The way I see it, the live net installer has multiple advantages: * Using this, several bugs in YaST code were found and subsequently fixed * Substantial gain for not much effort * Other distros have installable live CDs, it's what users expect I regularly use it myself for debugging, as having a more complete environment available on the same system is quite valuable. (In reply to Ancor Gonzalez Sosa from comment #18) > 3) Then turns out that, although the YaST team has been trying to help when > possible and reasonable, the whole thing actually does not work as smooth as > expected. > > 4) But instead of fixing the buggy environment (that was the premise, > "difference in environments should be neglegible, anything else is a bug in > the environment") we end up with a bunch of bug reports about thing we have > to adapt in the YaST side for it to work in this new environment. That was > not the deal. Please tell me which bugs in the environment you're talking about here, to my knowledge there aren't any open ones. The only adaption that had to happen AFAIK (but only because of another bug, YaST touching the outside /run), was to ignore wicked setup if NM is running.
(In reply to Fabian Vogt from comment #19) > > > > 4) But instead of fixing the buggy environment (that was the premise, > > "difference in environments should be neglegible, anything else is a bug in > > the environment") we end up with a bunch of bug reports about thing we have > > to adapt in the YaST side for it to work in this new environment. That was > > not the deal. First of all, let me clarify something. I talked about "buggy environment" as a direct application of your own sentence: "anything else is a bug in the environment". As far as I understood that sentence, it means that if something works in the normal official installation but it does not work in the live media, it ought to be considered a bug in the live media itself, not in YaST. > Please tell me which bugs in the environment you're talking about here, to > my knowledge there aren't any open ones. Let's perform a very quick search to find some bugs about something being broken in the live media, although it works in the normal int-sys (there are many more examples... including several ones that has been fixed in the YaST side): - bug#1151291 - bug#1151148 - bug#1089823 - bug#1059298 - bug#1155516 - bug#1155687 - bug#1157686 None of those are a problem when the installer runs in the official int-sys, which is the environment for which we develop and test the installer. The problems only arise when executed in that different environment that is the live media. That's why I dared to call them "bugs in the environment" as a direct application of the rule above. All those bugs are currently assigned to yast2-maintainers. So you can say they are not bugs in the environment, but things the YaST Team should fix by modifying YaST. But, as said, that was not the deal.

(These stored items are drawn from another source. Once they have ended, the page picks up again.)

PR #1958, opened 2021-02-04
Add an application-level PING for WebSocket

Yoann-Abbes:
## What does this PR do ?

We need a keep-alive system on client side.
That means that the client has to ping Kuzzle and Kuzzle response to it.
With the node library, it's automatic, the response of Kuzzle is automatic since the ping frame sent is a _real_ one.

However, through the browser that is not possible since there is no API implemented to send pings.
We needed something higher level, like a custom message to interpret.
See the related PR on the SDK JS https://github.com/kuzzleio/sdk-javascript/pull/586

:small_blue_diamond:  This tiny code came from the conclusion that's it's the only way to go after several tries. 

Check out this branch of the sdk js https://github.com/kuzzleio/sdk-javascript/pull/586
Create an `index.html` and import the SDK JS
```html
<!DOCTYPE html>
<html>

<head>
  <meta charset="utf-8" />
  <meta http-equiv="X-UA-Compatible" content="IE=edge" />
  <title>Kuzzle SDK Playground</title>
  <script src="../sdks/sdk-javascript/dist/kuzzle.js"></script> //replace with your path
</head>

<body>
  <script>
    var kuzzle = new KuzzleSDK.Kuzzle(
      new KuzzleSDK.WebSocket('localhost')
    );
    kuzzle.on('networkError', error => {
      console.error('Network Error: ', error);
    });
    kuzzle.on('connected', () => {
      console.log('Successfully connected to Kuzzle');
    });
    kuzzle.connect();
  </script>
</body>

</html>
```
 and a `index.js` 
```js
const {
  Kuzzle,
  WebSocket
} = require('../sdks/sdk-javascript/');

const kuzzle = new Kuzzle(
  new WebSocket('localhost')
);

kuzzle.on('networkError', error => {
  console.error('Network Error:', error);
});
const run = async () => {
  try {
    // Connects to the Kuzzle server
    await kuzzle.connect();
  } catch (error) {
    console.error(error.message);
  }
};
run();
```
Add console logs after sending/receiving messages
Launch the node app and your html page
See logs and Kuzzle still alive


xbill82 (approved):
Looks fine to me but, why the Netlify build is broken?

lib/core/network/protocols/websocket.js
```diff
@@ -208,6 +208,12 @@ class WebSocketProtocol extends Protocol {
 
     try {
       parsed = JSON.parse(data);
+      if (parsed.p && parsed.p === '1') {
+        debug('[%s] sending a `pong` message', connection.id);
```
Aschen, line 212: Nitpicking
```suggestion
        debug('[%s] sending back a "pong" message', connection.id);
```

Aschen (changes requested):
We need to document this behavior somewhere, here for example https://docs.kuzzle.io/core/2/api/protocols/websocket/

features/Websocket.feature
```diff
@@ -0,0 +1,10 @@
+Feature: WebSocket
+
+  # WebSocket ===========================================================
+
+  Scenario: Check reponse message from Kuzzle with a specific payload
+    Given I open a new local websocket connection
+    When I send the message '{"p":"1"}' to Kuzzle through websocket
+    Then I should receive a response message from Kuzzle through websocket matching:
+      |  p  |  '1'  |
+    Then I terminate the websocket connection
```
Aschen, line 10: This should be a hook on a tag (like the one on `@securities`) because if the step line 8 fail then the step line 10 will not be executed and the websocket connexion will not be terminated

features/step_definitions/websocket-steps.js
```diff
@@ -0,0 +1,28 @@
+'use strict';
+
+const should = require('should');
+const { Given, Then, When } = require('cucumber');
+const ws = require('ws');
+
+Given('I open a new local websocket connection', async function () {
+  this.props.client = new ws('ws://localhost:7512');
+  const delay = ms => new Promise(resolve => setTimeout(resolve, ms));
```
Aschen: Why are you waiting 1 sec here? 1 second is huge, it will the slow down all the tests

features/step_definitions/websocket-steps.js
```diff
@@ -0,0 +1,28 @@
...
+  this.props.client.on('message', data => {
+    this.props.result = JSON.parse(data);
+  });
+});
+
+When('I send the message {string} to Kuzzle through websocket', function (message) {
+  this.props.client.send(message);
+});
+
+Then('I should receive a response message from Kuzzle through websocket matching:', function (dataTable) {
```
Aschen, line 23: We may not have received the answer here

Aschen (changes requested):

features/step_definitions/websocket-steps.js
Yoann-Abbes: I removed it, that was just a test

features/step_definitions/websocket-steps.js
Yoann-Abbes: Kuzzle sends automatically a message when it received one, I'm just checking if it's the good one

Aschen: Yes but when this step is executed, maybe we still didn't receive a response from Kuzzle

doc/2/api/protocols/websocket/index.md
```diff
@@ -63,3 +63,11 @@ The listening port can be modified under the `server.port` section of the [confi
 HTTP and WebSocket protocols share the same underlying server instance.  
 Modifying the listening port will impact these two protocols.
 :::
+
+<SinceBadge version="2.10.0"/>
```
scottinet, line 67:
```suggestion
<SinceBadge version="auto-version">
```

doc/2/api/protocols/websocket/index.md
```diff
@@ -63,3 +63,11 @@ The listening port can be modified under the `server.port` section of the [confi
...
+:::info
+We needed the client to be able to ping Kuzzle to have a keep-alive system.
+Through the browser, that was not possible to send real formatted pings websocket frames since there is no API implemented for that unlike the one of Node.
+We needed something higher level.
+That is the reason why when you are using the SDK Javascript, the ping/pong between Kuzzle and your client is a custom message interpreter.
+:::
```
scottinet, line 73: You need to fully document the feature, including the expected application-level PING format, and the corresponding PONG response.

Also, I would change how this documentation is worded (to be put in a chapter of its own, and not as a side-note):

```suggestion
:::info
Though Kuzzle's WebSocket server is fully compliant with the RFC6455, meaning (among other things) that Kuzzle will respond to PING packets with standard PONG ones, an additional PING request has been added in the protocol's application layer.

This application-level PING has been especially added for web browsers, which don't allow sending PING packets. This can be troublesome if a web application needs to know if a connection has been severed, or if Kuzzle is configured to be in passive mode (i.e. it won't send PING requests by itself, and will close sockets if they are idle for too long).

When run in a browser, our Javascript SDK uses that feature for its keep-alive mechanism.
:::
```

lib/core/network/protocols/websocket.js
```diff
@@ -208,6 +208,12 @@ class WebSocketProtocol extends Protocol {
 
     try {
       parsed = JSON.parse(data);
+      if (parsed.p && parsed.p === 1) {
```
scottinet, line 211: You also need to verify that this is the only property of the received JSON payload.

For all we know, there might be a custom API action out there having a numeral `p` parameter...

lib/core/network/protocols/websocket.js
```diff
@@ -208,6 +208,12 @@ class WebSocketProtocol extends Protocol {
...
+        debug('[%s] sending back a "pong" message', connection.id);
+        wsConnection.alive = true;
+        this._send(connection.id, '{"p":1}');
```
scottinet, line 214: The PONG response needs to be different than the PING query:

```suggestion
        this._send(connection.id, '{"p":2}');
```

scottinet (changes requested):

Aschen (approved):

features/step_definitions/websocket-steps.js
```diff
@@ -0,0 +1,32 @@
...
+    });
+  });
+});
+
+When('I send the message {string} to Kuzzle through websocket', function (message) {
+  this.props.client.send(message);
+});
+
+Then('I wait to receive a websocket response from Kuzzle', function() {
+  return new Promise((resolve) => {
```
Aschen, line 21: Very good :+1:

alexandrebouthinon (approved):

scottinet (approved):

(In reply to Ancor Gonzalez Sosa from comment #20) > All those bugs are currently assigned to yast2-maintainers. So you can say > they are not bugs in the environment, but things the YaST Team should fix by > modifying YaST. But, as said, that was not the deal. Just to clarify my words once more. The YaST Team wants to continue being supportive with the idea of running the net installer on top of live media. It's indeed a neat initiative. But "being supportive" has meant, so far: - allocating resources only when other priorities allow it - doing only changes that don't risk the supported scenarios - making no commitment about keeping it working in the future We simply fear the expectations on us has changed recently (little by little) without we having been part of any conversation about it.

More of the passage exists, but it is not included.